Return, from the data that follows, each line that holds the word "situation".

◆ Stored data

== Segment start ==

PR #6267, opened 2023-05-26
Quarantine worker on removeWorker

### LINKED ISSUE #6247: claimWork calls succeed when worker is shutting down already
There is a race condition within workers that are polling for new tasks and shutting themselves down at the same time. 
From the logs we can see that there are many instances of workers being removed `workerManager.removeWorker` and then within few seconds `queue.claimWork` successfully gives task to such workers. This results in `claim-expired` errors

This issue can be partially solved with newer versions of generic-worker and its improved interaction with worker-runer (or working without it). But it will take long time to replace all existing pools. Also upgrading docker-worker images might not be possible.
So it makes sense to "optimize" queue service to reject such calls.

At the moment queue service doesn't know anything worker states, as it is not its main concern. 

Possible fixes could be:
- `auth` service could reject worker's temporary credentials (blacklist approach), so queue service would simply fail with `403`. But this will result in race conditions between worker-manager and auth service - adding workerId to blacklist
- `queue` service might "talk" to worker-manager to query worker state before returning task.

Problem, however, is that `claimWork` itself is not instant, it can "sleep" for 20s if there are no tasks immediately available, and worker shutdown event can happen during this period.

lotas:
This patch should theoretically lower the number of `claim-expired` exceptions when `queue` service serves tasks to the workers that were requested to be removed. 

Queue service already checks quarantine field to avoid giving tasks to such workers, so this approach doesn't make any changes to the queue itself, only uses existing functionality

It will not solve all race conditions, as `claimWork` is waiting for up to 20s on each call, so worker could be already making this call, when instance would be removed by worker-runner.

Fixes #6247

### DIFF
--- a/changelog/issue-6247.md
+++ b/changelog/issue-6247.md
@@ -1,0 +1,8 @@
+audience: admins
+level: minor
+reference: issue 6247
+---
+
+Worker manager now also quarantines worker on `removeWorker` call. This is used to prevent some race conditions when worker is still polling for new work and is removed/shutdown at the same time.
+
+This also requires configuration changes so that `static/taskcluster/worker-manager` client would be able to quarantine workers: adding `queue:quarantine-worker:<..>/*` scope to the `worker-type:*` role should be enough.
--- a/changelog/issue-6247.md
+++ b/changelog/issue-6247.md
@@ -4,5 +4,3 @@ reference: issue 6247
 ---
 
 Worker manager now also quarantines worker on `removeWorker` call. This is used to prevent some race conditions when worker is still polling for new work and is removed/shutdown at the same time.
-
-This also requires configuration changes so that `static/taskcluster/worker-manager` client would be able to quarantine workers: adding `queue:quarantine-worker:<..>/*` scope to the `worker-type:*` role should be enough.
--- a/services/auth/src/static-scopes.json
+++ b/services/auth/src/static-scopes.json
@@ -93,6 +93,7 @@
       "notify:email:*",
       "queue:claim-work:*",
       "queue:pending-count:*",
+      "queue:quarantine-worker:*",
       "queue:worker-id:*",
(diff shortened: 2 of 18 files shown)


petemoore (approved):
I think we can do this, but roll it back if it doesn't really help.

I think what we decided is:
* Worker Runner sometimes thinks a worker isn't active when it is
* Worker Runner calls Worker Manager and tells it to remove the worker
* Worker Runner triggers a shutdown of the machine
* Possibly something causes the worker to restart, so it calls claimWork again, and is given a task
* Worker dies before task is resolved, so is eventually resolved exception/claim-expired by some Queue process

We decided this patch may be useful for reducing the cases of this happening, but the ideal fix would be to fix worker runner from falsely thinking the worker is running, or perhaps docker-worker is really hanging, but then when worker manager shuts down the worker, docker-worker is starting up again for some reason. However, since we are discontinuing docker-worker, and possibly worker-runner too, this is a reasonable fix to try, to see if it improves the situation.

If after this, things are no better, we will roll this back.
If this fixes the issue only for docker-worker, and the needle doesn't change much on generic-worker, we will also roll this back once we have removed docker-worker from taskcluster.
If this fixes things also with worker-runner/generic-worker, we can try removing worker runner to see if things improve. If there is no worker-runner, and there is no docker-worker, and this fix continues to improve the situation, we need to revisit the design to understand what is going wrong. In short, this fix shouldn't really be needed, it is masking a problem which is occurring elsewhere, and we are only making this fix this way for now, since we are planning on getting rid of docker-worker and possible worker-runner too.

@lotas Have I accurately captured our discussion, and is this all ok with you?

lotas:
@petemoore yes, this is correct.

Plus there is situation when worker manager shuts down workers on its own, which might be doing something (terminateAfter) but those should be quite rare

== Segment end ==

◆ Exercise response
We decided this patch may be useful for reducing the cases of this happening, but the ideal fix would be to fix worker runner from falsely thinking the worker is running, or perhaps docker-worker is really hanging, but then when worker manager shuts down the worker, docker-worker is starting up again for some reason. However, since we are discontinuing docker-worker, and possibly worker-runner too, this is a reasonable fix to try, to see if it improves the situation.
If this fixes things also with worker-runner/generic-worker, we can try removing worker runner to see if things improve. If there is no worker-runner, and there is no docker-worker, and this fix continues to improve the situation, we need to revisit the design to understand what is going wrong. In short, this fix shouldn't really be needed, it is masking a problem which is occurring elsewhere, and we are only making this fix this way for now, since we are planning on getting rid of docker-worker and possible worker-runner too.
Plus there is situation when worker manager shuts down workers on its own, which might be doing something (terminateAfter) but those should be quite rare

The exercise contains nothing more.